When it comes to the consensus all is not what it seems. In the last four posts I explored the consensus position and the polls that were used to provide proof of its existence. In every one of them the conclusion seemed to be that this consensus position was rather uncontroversial.

It goes like this: humans increased the level of CO2 in the atmosphere. CO2 being a greenhouse causes warming. The thermometer record shows the earth has warmed in the last century and a half and at least some of this warming is very likely a consequence of the CO2.

Nothing controversial here. It didn’t lay bare the difference between skeptics and alarmists.

The message from the opinion polls was only in favor for anthropogenic global warming because of clever framing of the questions and misinterpretation of the results. It is not because scientists agree that there is a warming that it is automatically dangerous or catastrophically.

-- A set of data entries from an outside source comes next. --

PR #903, opened 2025-09-24
[EVM] Enable Tail Duplication after stackification

vladimirradosavljevic:


akiramenai:
> Some of them can cause functional issues if duplicated (e.g. PUSH_LABEL) and some of them can increase code size (e.g. PUSH instructions).

Aren't any better solution to address size issues? For some instructions we also have Size property, can't we infer `isTailDuplicable` from it? Are there ways to reason about a BB as a whole in terms of size rather than on per-instruction basis?

vladimirradosavljevic:
> > Some of them can cause functional issues if duplicated (e.g. PUSH_LABEL) and some of them can increase code size (e.g. PUSH instructions).
> 
> Aren't any better solution to address size issues? For some instructions we also have Size property, can't we infer `isTailDuplicable` from it? Are there ways to reason about a BB as a whole in terms of size rather than on per-instruction basis?

Tail duplication implementation is based on instruction count, not on instruction size. This was the cleanest solution I found to tweak that pass, and not to introduce local changes.
Regarding Size property, that might work, but the only concern I have with that approach is that I would add `isNotDuplicable` to Size > 3, but that also includes `PseudoJUMPI` and `PseudoJUMP`, which we want to include in optimization, so I would leave it as is.

akiramenai:
Ok, then can we refactor PUSHN before adding isNotDuplicable. An AI suggests:
```
multiclass PushN<int Bytes, bits<8> Opc, string BaseName> {
  defvar ImmBits = !mul(Bytes, 8);
  defvar EncBits = !add(ImmBits, 8);

  def PUSH#Bytes#_S
    : PushBase<(outs), (ins i256imm:$imm), [],
               /*hasSideEffects*/ true,
               !strconcat(BaseName, "$imm"),
               Opc, 3> {

    bits<ImmBits> imm;
    bits<EncBits> Inst;

    let Inst{!add(ImmBits,7) - ImmBits} = Opc;
    let Inst{ImmBits-1 - 0}            = imm;

    let Size = !add(1, Bytes);
    let BaseName = BaseName;

    // Non-duplicable for PUSH3+ (Bytes >= 3)
    let isNotDuplicable = !ge(Bytes, 3);
    // or: let isNotDuplicable = !gt(Bytes, 2);
    // or from Size: let isNotDuplicable = !ge(Size, 4);
  }
}

defm : PushN<1, 0x60, "PUSH1">;
defm : PushN<2, 0x61, "PUSH2">;
defm : PushN<3, 0x62, "PUSH3">;
defm : PushN<4, 0x63, "PUSH4">;
...
```

vladimirradosavljevic:
> Ok, then can we refactor PUSHN before adding isNotDuplicable. An AI suggests:
> 
> ```
> multiclass PushN<int Bytes, bits<8> Opc, string BaseName> {
>   defvar ImmBits = !mul(Bytes, 8);
>   defvar EncBits = !add(ImmBits, 8);
> 
>   def PUSH#Bytes#_S
>     : PushBase<(outs), (ins i256imm:$imm), [],
>                /*hasSideEffects*/ true,
>                !strconcat(BaseName, "$imm"),
>                Opc, 3> {
> 
>     bits<ImmBits> imm;
>     bits<EncBits> Inst;
> 
>     let Inst{!add(ImmBits,7) - ImmBits} = Opc;
>     let Inst{ImmBits-1 - 0}            = imm;
> 
>     let Size = !add(1, Bytes);
>     let BaseName = BaseName;
> 
>     // Non-duplicable for PUSH3+ (Bytes >= 3)
>     let isNotDuplicable = !ge(Bytes, 3);
>     // or: let isNotDuplicable = !gt(Bytes, 2);
>     // or from Size: let isNotDuplicable = !ge(Size, 4);
>   }
> }
> 
> defm : PushN<1, 0x60, "PUSH1">;
> defm : PushN<2, 0x61, "PUSH2">;
> defm : PushN<3, 0x62, "PUSH3">;
> defm : PushN<4, 0x63, "PUSH4">;
> ...
> ```

This doesn't work, as `bits` and `Inst` only accept integer values, and you can't pass variables 😢
Only solution I see here is to generate custom encoding method, so we don't use `bits` and `Inst`, but that looks like an overkill to me, since we have common code that is working well.

PavelKopyl:
>This doesn't work, as bits and Inst only accept integer values, and you can't pass variables 😢
Yeah, I also spent quite a bit of time trying to work around this odd limitation. I’d say it’s a strange TableGen restriction that would be nice to fix. Once resolved, we could compress the PUSH1–PUSH32 declarations into a loop.

akiramenai (approved):
@vladimirradosavljevic  could you create a ticket then to address TableGen constraints in LLVM mainline? Given the uncertainty, it might be a good idea to fix it.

But there is more to it. Looking behind that consensus we could ask ourselves the big question: why do we need to rely on the opinion of scientists in the first place? Why even do the effort to poll scientists when there is clear evidence?

The real inconvenient truth is that there is no direct evidence that unequivocally proves the extent of human influence on climate. There aren’t instruments that shows us how much of the warming is due to humans and how much is due to natural variation. There is not much historical data, so there is hardly a base line. The high quality measurements we have now started when the human influence was already assumed to be in process. More, climate is changing all the time. Our climate was different in the Little Ice Age, the Medivial Warm Period, the Roman Warm Period, the previous Ice Age,… How could changes introduced by humans be distinguished from the changes that would have occurred without humans?

When looking at the evidence we don’t know whether that influence is negligible or significant. Therefor, in the absence of hard evidence, that opinion is deemed so important.